The girl looked at me curiously, her black eyes alive with intelligence.

“You’re pretty. That might be why they took you.” While I was having a panic attack, she seemed curiously unfazed.

“How did you end up here?” I asked. The girl was young; younger than me. I couldn’t let panic overwhelm me. I wasn’t the only one stuck in this place. It sounded like there were a few girls with us. There wasn’t much I could do, but I had to keep my wits about me.

“I had a fight with my boyfriend. He left me alone in a bar and some older guy bought me a drink. It knocked me out long enough for him to throw me in the back of a van. When I woke up, I fought like hell, but he must have injected me with something that weakened my wolf.”

“How long have you been here?”

“Not sure. At least a week. Maybe longer. There are no clocks or windows, so it’s hard to tell.”

She had to be a shifter.

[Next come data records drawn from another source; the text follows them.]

PR #4090, opened 2021-10-21
New upload screen

### LINKED ISSUE #4041: Upload Screen v4
This ticket talks about showing our privacy details more prominently: https://github.com/RecordReplay/backend/issues/2164

One of the places we'll show this is in an updated upload screen.

jaril:
Replay demo: https://app.replay.io/recording/a3aeae6c-dc65-489f-802a-0ebe2f189374?point=66201784950761379877771993315018196&time=33727&hasFrames=false#

Demo:
https://user-images.githubusercontent.com/15959269/138306336-6cf27d74-0b13-4e46-ac0f-74da8575c110.mov

This fixes #4041.

This is the first part of implementing the new "jellyfish" design that we worked on with Zypsy. Functionally, the upload screen still largely works the same. 

Summary of noticeable changes are:
- Removed the replay target URL, and the replay's duration from the upload screen.
- Removed the badge that indicates that the trial is expiring.
- Removed the warning when a user records something that is over 2 minutes.

### DIFF
--- a/src/ui/components/UploadScreen/SettingsPreview.tsx
+++ b/src/ui/components/UploadScreen/SettingsPreview.tsx
@@ -1,0 +1,64 @@
+import React from "react";
+import { Workspace } from "ui/types";
+
+const getIconAndText = (
+  isPublic: boolean,
+  selectedWorkspaceId: string | null,
+  workspaceName: string
+) => {
+  let text, icon;
+
+  if (!isPublic) {
+    if (selectedWorkspaceId) {
+      text = `Shared privately with ${workspaceName}`;
+      icon = "groups";
+    } else {
+      text = `Only you can view this`;
+      icon = "person";
+    }
+  } else {
+    text = "This replay can be viewed by anyone with the link";
+    icon = "public";
+  }
+
+  return { text, icon };
+};
+
+export default function SettingsPreview({
+  onClick,
+  isPublic,
+  workspaces,
+  selectedWorkspaceId,
+}: {
+  onClick: () => void;
+  isPublic: boolean;
+  workspaces: Workspace[];
+  selectedWorkspaceId: string | null;
+}) {
+  const personalWorkspace = { id: null, name: "My Library" };
+  const workspaceName = [...workspaces, personalWorkspace].find(w => w.id === selectedWorkspaceId)!
+    .name;
+
+  const { icon, text } = getIconAndText(isPublic, selectedWorkspaceId, workspaceName);
+
+  return (
+    <button
+      className="w-full flex flex-row justify-between items-center focus:outline-none"
+      onClick={onClick}
+      style={{ minHeight: "38px" }}
+    >
+      <div className="space-x-2.5 flex flex-row items-center">
+        <span className="material-icons" style={{ fontSize: "24px" }}>
+          {icon}
+        </span>
+        <div className="font-medium">{text}</div>
+      </div>
+      <div className="space-x-2 flex flex-row items-center text-primaryAccent">
+        <div className="font-medium">Edit</div>
+        <span className="material-icons" style={{ fontSize: "24px" }}>
+          edit
+        </span>
+      </div>
+    </button>
+  );
+}
--- a/src/ui/components/UploadScreen/SettingsPreview.tsx
+++ b/src/ui/components/UploadScreen/SettingsPreview.tsx
@@ -1,20 +1,24 @@
 import React from "react";
 import { Workspace } from "ui/types";
+import { MY_LIBRARY, personalWorkspace } from "./Sharing";
 
 const getIconAndText = (
   isPublic: boolean,
-  selectedWorkspaceId: string | null,
+  selectedWorkspaceId: string,
   workspaceName: string
-) => {
+): {
+  text: string;
+  icon: string;
+} => {
   let text, icon;
 
   if (!isPublic) {
-    if (selectedWorkspaceId) {
-      text = `Shared privately with ${workspaceName}`;
-      icon = "groups";
-    } else {
+    if ((selectedWorkspaceId = MY_LIBRARY)) {
       text = `Only you can view this`;
       icon = "person";
+    } else {
+      text = `Shared privately with ${workspaceName}`;
+      icon = "groups";
     }
   } else {
     text = "This replay can be viewed by anyone with the link";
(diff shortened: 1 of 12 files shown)


src/ui/components/UploadScreen/SettingsPreview.tsx
```diff
@@ -0,0 +1,64 @@
...
+    if (selectedWorkspaceId) {
+      text = `Shared privately with ${workspaceName}`;
+      icon = "groups";
+    } else {
+      text = `Only you can view this`;
+      icon = "person";
+    }
+  } else {
+    text = "This replay can be viewed by anyone with the link";
+    icon = "public";
```
jcmorrow, line 21: What do you think about introducing a type like `PrivacyMode`.
```
interface PrivacyMode {
  text: string,
  icon: string,
}

const PUBLIC = {
  text: "This replay can be viewed by anyone with the link"
  icon: "public"
}

const ONLY_YOU = {
  ...
}

const privacyMode(isPublic: boolean, workSpaceId: string | null, workspaceName: string): PrivacyMode => {
  if (isPublic) {
    return PUBLIC
  } else if (workSpaceId) {
    return {
    text: `Shared privately with ${workspaceName}`
    icon: "groups",
    }
  } 
​return PRIVATE
}
```

GitHub is hard to write code on, but hopefully you get what I mean?

src/ui/components/UploadScreen/SettingsPreview.tsx
```diff
@@ -0,0 +1,64 @@
...
+export default function SettingsPreview({
+  onClick,
+  isPublic,
+  workspaces,
+  selectedWorkspaceId,
+}: {
+  onClick: () => void;
+  isPublic: boolean;
+  workspaces: Workspace[];
+  selectedWorkspaceId: string | null;
```
jcmorrow, line 36: Is this enough props that it feels worth pulling out into a separate type just to clean up this signature?

src/ui/components/UploadScreen/SettingsPreview.tsx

No human girl would be this relaxed about being locked up in a freezing-cold concrete cell. “Which pack are you from?”

Her eyes widened in surprise. “Oh, you know about shifters?”

“Yes, I’m mated to three of them.”

“But you’re…human?”

It didn’t sting. I had bigger problems right now than worrying about what people thought of me.

“Last time I checked, yeah.”

“I’m sorry. I didn’t mean that in a nasty way. It’s just unusual for shifters and humans to mate. Who are your mates, anyway?”

“Cole, Silas, and Tanner. So which pack?”

“Oh my, I can’t believe those assholes have finally found a mate! The Lone Pine pack. My dad’s a trusted beta.” Her face fell and some of the bravado slipped for the first time. “He’ll be worried about me.”

“We were there a couple of days ago, for the Full Moon Party.”